Supported Document Formats

Supported Document Formats in LongTrainer

LongTrainer is designed to accommodate a wide range of document formats, enabling you to leverage diverse data sources to enrich your bot's conversational context. This guide details the supported formats and demonstrates how to add documents from different sources to your bot.
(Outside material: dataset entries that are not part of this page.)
Issue #10156, opened 2020-04-16
Allow return annotations other than Quantity


LukasK13:
### Description

The decorator `quantity_input()` tries to convert the annotated return value to a Quantity [here](https://github.com/astropy/astropy/blob/3d1200bcb6bd400db5156000608e7698447df029/astropy/units/decorators.py#L236). When a return annotation other than Quantity is used, this conversion fails of course resulting in the error below.

### Expected behavior

The decorator `quantity_input()` should ignore annotated return values which are not of type Quantity. This has also been disicussed and fixed [here](https://github.com/astropy/astropy/pull/5606#discussion_r92433023) but the fix has been discarded.

### Actual behavior

The following error message is shown:
```
Traceback (most recent call last):
  File "<input>", line 6, in <module>
  File "<<redacted>>/venv/lib/python3.7/site-packages/astropy/units/decorators.py", line 236, in wrapper
    return return_.to(wrapped_signature.return_annotation)
AttributeError: 'str' object has no attribute 'to'
```

### Steps to Reproduce

1. [Run the code below in a python console]

```python
import astropy.units as u

@u.quantity_input(temp=[u.Kelvin, u.Celsius])
def foo(temp: u.Quantity) -> str:
    return "bar"
print(foo(300 * u.K)())
```

### System Details

```
Darwin-19.4.0-x86_64-i386-64bit
Python 3.7.3 (v3.7.3:ef4ec6ed12, Mar 25 2019, 16:52:21) 
[Clang 6.0 (clang-600.0.57)]
Numpy 1.18.2
astropy 4.0.1.post1
Scipy 1.4.1
```

Cadair:
:+1: To supporting this.

The usecase under this, of coming up with a way of supporting type annotations and unit validation at the same time is interesting, and not one the current implementation of `quantity_input` was built for. This is the first example of a thing that makes me want to keep they keyword argument syntax to `quantity_input` around for reasons other than backwards compatibility. (Up to this point I would have liked to deprecate it in favour of function annotations).

I do wonder if there is something we could provide which is a unit aware version of a Quantity type annotation, i.e. `'Quantity[u.Kelvin]'` or similar. My current experience with the type hinting support in Python in limited so this probably needs someone who knows more about it in the kind of contexts it would be useful.

nstarman:
[...]

PR #10646, opened 2020-08-13
Add isclose() method to Time and TimeDelta classes

taldcroft:
### Description

This pull request is to add an `isclose()` method to the `Time` and `TimeDelta` classes to make it easier to compare times to within a specified tolerance. The default tolerance is basically 1-bit in the mantissa of a float64 (`np.finfo(float).eps` = 2.2e-16 days or about 20 picosec), but the `atol` argument can be provided to be less strict.

This partially addresses #8742.


pllim:
Hmm, I guess `rtol` doesn't make sense in this context. Does this needs a "what's new" entry?

astropy/time/core.py
```diff
@@ -1180,6 +1180,34 @@ def __setitem__(self, item, value):
...
+                            f'{other.__class__.__name__} instead')
+
+        if atol is None:
+            atol = np.finfo(float).eps * u.day
+
+        if not isinstance(atol, (u.Quantity, TimeDelta)):
+            raise TypeError("'atol' argument must be a Quantity or TimeDelta instance, got "
+                            f'{atol.__class__.__name__} instead')
+
+        # Note: np.abs(self - other) results in an object array of TimeDelta
```
mhvk, line 1207: There should be no need to do that - `TimeDelta` should be smart enough! (And I think it is - if not, that's a bug...)

astropy/time/core.py
```diff
@@ -1180,6 +1180,34 @@ def __setitem__(self, item, value):
...
+        Parameters
+        ----------
+        other : `~astropy.time.Time`
+            Time object for comparison.
+        atol : `~astropy.units.Quantity` or `~astropy.time.TimeDelta`
+            Tolerance for equality with units of time (e.g. ``u.s`` or ``u.day``).
+            Default is one bit in the 128-bit JD time representation, equivalent
+            to about 20 picosecs.
+        """
+        if not isinstance(other, Time):
```
mhvk, line 1196: I'm wondering whether the checks are necessary, since ideally the comparison just breaks. Indeed,
```
In [20]: TimeDelta(1*u.day) < Time.now()                                                              
TypeError: '<' not supported between instances of 'TimeDelta' and 'Time'
```

But very strangely,
```
In [21]: TimeDelta(1*u.day, scale='tai') < Time('J2000')                                                                            
Out[21]: True
```
It looks like it has something to do with the specific scale picked - I'll investigate.

Ignoring that, would it be an idea to remove the checks? It might allow `Time` and `TimeDelta` can share the implementation.

astropy/time/core.py
```diff
@@ -2460,6 +2488,32 @@ def _make_value_equivalent(self, item, value):
...
+
+        Parameters
+        ----------
+        other : `~astropy.units.Quantity` or `~astropy.time.TimeDelta`
+            Quantity or TimeDelta object for comparison.
+        atol : `~astropy.units.Quantity` or `~astropy.time.TimeDelta`
+            Tolerance for equality with units of time (e.g. ``u.s`` or ``u.day``).
+            Default is one bit in the 128-bit JD time representation, equivalent
+            to about 20 picosecs.
+        """
```
mhvk, line 2503: Possibly contrary to my argument above, `TimeDelta` perhaps should have a different implementation since `rtol` does make sense for `TimeDelta`.

astropy/time/core.py
taldcroft: See #10653

mhvk: As noted there, plain `abs(...)` should work.

astropy/time/core.py
mhvk: I guess it is the usual "look before you leap" vs "easier to ask for forgiveness than permission" - https://docs.python.org/3/glossary.html#term-eafp

Generally, python seems to prefer the latter, and I think it is not illogical here either. E.g., suppose someone writes a different `MyTime` class (say, one that is integer + fraction in seconds), which they try to ensure can interact with `Time`, e.g., by defining subtraction with astropy's `Time` (which they can make work, because python will give their `__rsub__` a chance after our `__sub__` fails). If this also returns something that can have its absolute value taken and be compared with a quantity or `TimeDelta` (as they might well, since those are methods we've had for a long time), then the actual `isclose()` code will "just work". But in the current implementation, the `isinstance` check makes it impossible to ever work. (This is similar to numpy having `np.asarray` sprinkled throughout their code, making it not work with `Quantity`, and indeed `np.abs` sort-of working rather than just plain failing).

p.s. In principle, in EAFP, one does try/except and gives perhaps more informative error messages, but I've slowly moved to a state where I think one should just count on the user looking at the docstring when an error is raised. And in this case, one would generally get a quite informative `TypeError` from the subtraction anyway.

taldcroft: I see your point and it is valid. OTOH, it happens frequently (based on real astropy issues I've seen) that users get confused because of an obscure error message raised in an unrelated bit of code when they pass a bad input. So there is a balance between addressing a problem that it almost sure to occur (bad inputs) vs. a new `MyTime` class that is less likely.

It's also worth noting that a major theme of recent Python development is type annotation. I've actually started paying some attention to this since there must be a reason the core devs are spending so much time on it. From this perspective we would annotate the input with *something*. Agreed that I'm not sure how this really works with duck-typing, which is certainly an incredibly useful concept.

I guess the middle ground is putting the main bit of the function in a try / except TypeError and re-raising with a better exception.

mhvk: Agreed that the `MyTime` class is not very likely, and I should add that this is not a big deal! But if one does it without anything, the type of exception one gets is already quite clear:
```
In [11]: class TTime(Time): 
    ...:     def isclose(self, other, atol=1*u.ns): 
    ...:         return abs(self - other)<atol 
    ...:               
    ...:                                                                                               

In [12]: t = TTime.now()                                                                               

In [13]: dt = TimeDelta(100, format='jd')                                                              

In [14]: t.isclose('J2000')                                                                            
<ipython-input-14-15f66b730fe3> in <module>
----> 1 t.isclose('J2000')

<ipython-input-11-b8b243443d6c> in isclose(self, other, atol)
      1 class TTime(Time):
      2     def isclose(self, other, atol=1*u.ns):
----> 3         return abs(self - other)<atol
      4 
      5 

TypeError: unsupported operand type(s) for -: 'TTime' and 'str'

In [15]: t.isclose(dt)                                                                                 
<ipython-input-15-f21ef40edf4f> in <module>
----> 1 t.isclose(dt)

<ipython-input-11-b8b243443d6c> in isclose(self, other, atol)
      1 class TTime(Time):
      2     def isclose(self, other, atol=1*u.ns):
----> 3         return abs(self - other)<atol
      4 
      5 

TypeError: bad operand type for abs(): 'TTime'
```

mhvk: p.s. The annotations are indeed intriguing. I think currently they are only to help writing correct code, not execution, but I think it is a good way to make the intent clearer. On annotations, our very own `quantity_input` decorator is an exception in that it actually uses annotations at runtime. Actually, that is seeing some nice discussion over at #10156 with a draft new implementation at #10655 - the latter might even get to your long-standing suggestion of having a way to ask for Quantity input that gives the function plain arrays in the right units! Would be good to get your input!

astropy/time/core.py
```diff
@@ -1180,6 +1180,36 @@ def __setitem__(self, item, value):
...
+
+          abs(self - other) <= atol
+
+        Parameters
+        ----------
+        other : `~astropy.time.Time`
+            Time object for comparison.
+        atol : `~astropy.units.Quantity` or `~astropy.time.TimeDelta`
+            Absoute tolerance for equality with units of time (e.g. ``u.s`` or
+            ``u.day``). Default is one bit in the 128-bit JD time representation,
```
mhvk, line 1197: I wonder a bit about the default: when we were doing the hypothesis testing, I found that for UTC I had to allow 2 bits (since taking the difference with a UTC time means one has to do a scale change): 
https://github.com/astropy/astropy/blob/f56d8abf5dd39671c695e1e295293ef1490e2485/astropy/time/tests/test_precision.py#L502-L512

Maybe we should do that here too? (Also, I guess in principle, one can just put the default in in the initializer, rather than make it `None`.)

taldcroft: I made the change.

About putting the atol in the signature, I thought about this and am on the edge, but somehow seeing a somewhat non-trivial expression in the function signature feels wrong: 
```
def isclose(self, other, atol=2 * np.finfo(float).eps * u.day):
```
I think the repr of `<Quantity 4.4408921e-16 d>` won't really be that helpful in the method docstring.

mhvk: I'd definitely leave it in `ns` if we put it in the signature... But, yes, clearly a user would have to read the docstring anyway, so really it doesn't matter - let's stick with what you have.

MaxNoe:
Is isclose a ufunc? If yes, does it make sense to create a WIP branch adding all the ufuncs we need that different people can contribute?


I now see at least three issues / PRs that started implememting `Time.__array_ufunc__`, maybe we should bundle the effort, work in a separste branch until all ufincs we want are implemented and then make a PR from that branch.

I usually don't like longer lived dev branches, but in this case it might be appropriate.

mhvk:
:+1: to a separate branch to work on `ufunc` support! You may want to take a look at `quantity_helpers` to see how it was done for units (since eventually we'll want to support functions like `isclose` too...).

```

In [3]: type(np.isclose)
Out[3]: function

In [4]: type(np.isnat)
Out[4]: numpy.ufunc
```

taldcroft:
> since eventually we'll want to support functions like isclose too...

I still don't see that `np.isclose` should be supported. 

For `Time`, the `np.isclose` arg `rtol` literally makes no sense, and `equal_nan` at best requires a stretch to interpret "NaN" as missing values. Furthermore the default for `atol=1e-8` is not appropriate since it is a float and we require a `Quantity` or `TimeDelta`.

MaxNoe:
> For Time, the np.isclose arg rtol literally makes no sense

For calendar dates i would agree. For timescales base on linear time offsets from an epoch, I think rtol would be well-defined. (Unix, TT, TAI, ...)

taldcroft:
Sure, for unix time there is technically a way to define `rtol`. But in practice this would become quite dodgy since those relative values don't have units that are programmatically specified. In other words the `TimeUnix` class does not know that the unix representation is in `u.s`.

Perhaps more importantly, I cannot see any practical use for `rtol` even with unix time. Do you have a use case?

MaxNoe:
@taldcroft no, no really. Maybe unit testing of arithmetic with Time / TimeDelta?

taldcroft:
@mhvk - I think I have addressed all the points, including a compromise on duck-typing the input.  The code that relies on `other` is now in a try/except with a reasonable error message and some care taken to make it easier for the user to see what went wrong.

taldcroft:
> Maybe unit testing of arithmetic with Time / TimeDelta?

That testing is already solid. I think that using `rtol` would only degrade the testing by introducing additional multiplies done at 64-bit resolution (vs. 128 everywhere else).

MaxNoe:
> That testing is already solid. I think that using rtol would only degrade the testing by introducing additional multiplies done at 64-bit resolution (vs. 128 everywhere else).

I did not mean unit testing inside astropy but of packages using astropy, but you are probably right that there is no real use case here.

mhvk:
@MaxNoe - I'm a bit more with you on this, that `np.isclose(t1, t2)` might as well do something sensible (i.e., with `rtol=0` assumed). But where it makes most sense is for `TimeDelta`: `np.isclose(dt1, dt2, atol=...*u.ns, rtol=1e-9)` is reasonable and would have the benefit that it doesn't matter if `dt1/2` are quantities and `TimeDelta`.

Anyway, the method here is good and discoverable and definitely seems the best way to go for `Time` itself (@taldcroft - I'll review later today).

astropy/time/core.py
```diff
@@ -914,6 +914,45 @@ def __setitem__(self, item, value):
...
+            ``u.day``). Default is two bits in the 128-bit JD time representation,
+            equivalent to about 40 picosecs.
+        """
+        if atol is None:
+            # Note: use 2 bits instead of 1 bit based on experience in precision
+            # tests, since taking the difference with a UTC time means one has
+            # to do a scale change.
+            atol = 2 * np.finfo(float).eps * u.day
+
+        if not isinstance(atol, (u.Quantity, TimeDelta)):
```
mhvk, line 940: Is this still necessary given your (very nice) error message below?

astropy/time/core.py
```diff
@@ -2457,6 +2496,40 @@ def _make_value_equivalent(self, item, value):
...
+        atol : `~astropy.units.Quantity` or `~astropy.time.TimeDelta`
+            Absolute tolerance for equality with units of time (e.g. ``u.s`` or
+            ``u.day``). Default is one bit in the 128-bit JD time representation,
+            equivalent to about 20 picosecs.
+        rtol : float
+            Relative tolerance for equality
+        """
+        try:
+            other_day = other.to_value(u.day)
+        except Exception as err:
```
mhvk, line 2520: I'd follow `Time.isclose()` and do `atol_day = atol.to_value(u.day)` inside here (and adjust the error message), with the `atol is None` statement moved in front.

mhvk (approved):
Looks very nice. Two nitpicks, but OK to ignore, so approving.

taldcroft:
@mhvk - thanks for the review. I thought about your comments for a bit and in the end I think for `atol` it is reasonable to be strict about the type. I think it would be unusual for a program using astropy to find it inconvenient to specify `atol` as a quantity.

In general I still lean toward guaranteeing correctness with tests that run on the advertised API data types, rather than hoping for correctness based only on not generating an exception. Understood this is a big fuzzy line that we'll continually be straddling.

Types of Supported Documents

LongTrainer can handle various document types, including structured and unstructured data, ensuring flexibility in how information is ingested and utilized. Here are the document types you can work with:

Text Documents: Includes .txt, .docx, .md (Markdown), and more.
Data Sheets: Such as .csv, .xlsx, and .tsv files.
Presentations: Including .ppt and .pptx.
Web Pages: HTML files and content extracted from URLs.
PDFs: Comprehensive support for PDF documents.
Images: Text extraction from image files.
Other Formats: .epub, .msg, .odt, .org, .rtf, and .rst.

Adding Documents to a Bot

You can add documents to your bot using one of several methods provided by LongTrainer, each tailored to different types of data sources:

1. From Local and Network Paths

Add documents directly from file paths, supporting both structured and unstructured data.

Example Usage:

from longtrainer.trainer import LongTrainer

# Initialize the trainer
trainer = LongTrainer()

# Create a new bot
bot_id = trainer.initialize_bot_id()

# Add documents from a local path
path = 'path/to/your/document.pdf'
trainer.add_document_from_path(path, bot_id, use_unstructured=True)

2. From Web Links

Incorporate content directly from the internet by specifying URLs. This method is particularly useful for adding dynamic content from the web to your bot's knowledge base.

Example Usage:

# List of web links
links = ['http://example.com/report1', 'http://example.com/data.csv']

# Add documents from these links
trainer.add_document_from_link(links, bot_id)

3. From Search Queries

Utilize search queries to fetch and load content from platforms like Wikipedia, providing a rich source of information for your bot.

Example Usage:

# Search query for Wikipedia
search_query = "Deep Learning"

# Add documents from a Wikipedia search
trainer.add_document_from_query(search_query, bot_id)

4. Custom Loaders

For advanced use cases, you can use custom loaders to integrate specialized or proprietary data formats.

Example Usage:

# Custom document loader
documents = custom_langchain_loader('path/to/data')

# Add these documents to the bot
trainer.pass_documents(documents, bot_id)

Supported File Types for Unstructured Data

When loading unstructured data, LongTrainer can handle a variety of file types, ensuring you can work with data exactly as it exists within your organization.

Supported Unstructured File Types:

"csv", "doc", "docx", "epub", "image", "md", "msg", "odt", "org", "pdf", "ppt", "pptx", "rtf", "rst", "tsv", "xlsx"

Each document added to your bot enhances its ability to understand and respond to queries more effectively, leveraging the rich context provided by diverse data sources.